Accuracy of predicted TF–GO terms associations at different E-value cutoffs using the Avg-Odds global method
| Yeast | Human | |||||||
|---|---|---|---|---|---|---|---|---|
| Pred. | 1 TP | Rec. | Prec. | Pred. | 1 TP | Rec. | Prec. | |
| 0.01 | 5.4 | 0.56 | 0.27 | *0.61 | 22.8 | 0.75 | 0.10 | *0.60 |
| 0.05 | 8.2 | 0.58 | 0.32 | *0.49 | 31.5 | 0.75 | 0.13 | 0.44 |
| 0.1 | 10.0 | 0.60 | 0.36 | *0.44 | 36.8 | 0.75 | 0.14 | 0.40 |
| 1 | 20.2 | 0.73 | 0.49 | 0.27 | 72.3 | 1 | 0.22 | 0.33 |
| 10 | 54.0 | 0.87 | 0.66 | 0.15 | 132.3 | 1 | 0.30 | 0.25 |
| 50 | 144.6 | 0.93 | 0.78 | 0.07 | 250.3 | 1 | 0.37 | 0.17 |
The columns indicate the E-value cutoff, number of TF–GO term association predictions returned by the method at that cutoff, the probability of predicting at least one true positive (1 TP; higher is better), the recall (higher is better), and the precision (higher is better). The values for yeast are averages calculated from the 43 TFs for which target GO terms exist. The values for human are averages calculated from NFKB1, SRY, CREB1 and TP53. When one or more TFs render no predictions they are excluded from the precision average (marked with ‘*’).
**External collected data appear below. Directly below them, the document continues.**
PR #453, opened 2022-01-31
Disabled Qute language id pop-up after first appearance

AlexXuChen:
Disabled Qute language id pop-up after first appearance and removed `documentCache`

Fix for #451 

### DIFF
--- a/src/extension.ts
+++ b/src/extension.ts
@@ -45,22 +45,14 @@ export async function activate(context: ExtensionContext) {
     })
   );
 
-  let updatedDocumentsCache: string[] = [];
   // When extension is started, loop for each text documents which are opened to update their language ID.
   workspace.textDocuments.forEach(document => {
-    updateLanguageId(document, updatedDocumentsCache, false);
+    updateLanguageId(document, false);
   });
   // When a text document is opened,  update their language ID.
   context.subscriptions.push(
     workspace.onDidOpenTextDocument((document) => {
-      updateLanguageId(document, updatedDocumentsCache, true);
-    })
-  );
-  context.subscriptions.push(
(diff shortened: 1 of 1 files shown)


rgrunber:
LGTM. I wouldn't mind confirming but this should disable the popup after the first time.

AlexXuChen:
> LGTM. I wouldn't mind confirming but this should disable the popup after the first time.

Yep, working as intended:
Peek 2022-01-31 11-51

Something I noticed however: I was debugging workspaceTrust, and after disabling and re-enabling to test a vscode-xml fix, the `quarkus.tools.propertiesLanguageMismatch` was set to `ignore`, even though the default is `forceQuarkus`, so the language id was never forced. I never configured the setting, and even cleared my workspace cache before testing the untrusted workspace, so it seems unusual for this to happen. Thoughts?

rgrunber:
> > LGTM. I wouldn't mind confirming but this should disable the popup after the first time.
> 
> Something I noticed however: I was debugging workspaceTrust, and after disabling and re-enabling to test a vscode-xml fix, the `quarkus.tools.propertiesLanguageMismatch` was set to `ignore`, even though the default is `forceQuarkus`, so the language id was never forced. I never configured the setting, and even cleared my workspace cache before testing the untrusted workspace, so it seems unusual for this to happen. Thoughts?

Then let's merge this.

`Disable Language Updating` will set it to ignore https://github.com/redhat-developer/vscode-quarkus/blob/master/src/extension.ts#L128 .

AlexXuChen:
> `Disable Language Updating` will set it to ignore https://github.com/redhat-developer/vscode-quarkus/blob/master/src/extension.ts#L128 .

Ah so I must have disabled it once.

Effect on accuracy of using the Z-score variant of Avg-Odds global scores in human
| Gene name | AUC50 | Motif content | Target CpG islands (%) | |
|---|---|---|---|---|
| Avg-Odds | Avg-Odds ZS | |||
| NFKB1 | 0.10 | 0.16 | 76% GC | 27 |
| SRY | 0.07 | 0.34 | 76% AT | 40 |
| CREB1 | 0.40 | 0.05 | 59% GC | 44 |
| TP53 | 0.02 | 0.00 | 60% GC | 48 |
The table compares the AUC50 accuracy score of predicted TF–GO term associations in Human using the Avg-Odds Global method and its shuffled-sequence Z-score variant (ZS) for four TFs. For each TF, the average GC- (or AT-) content of the motif (the average total probability of the two bases in the PWM) and the percentage of the known targets of the TF that are CpG islands [according to the definition of Takai and Jones (24)] are also shown.
Figure 1.Accuracy (ROC50) predicting yeast TF target genes. Curves show the ROC50 plots for three methods of predicting target genes of 63 Yeast TFs. Error bars show the standard error.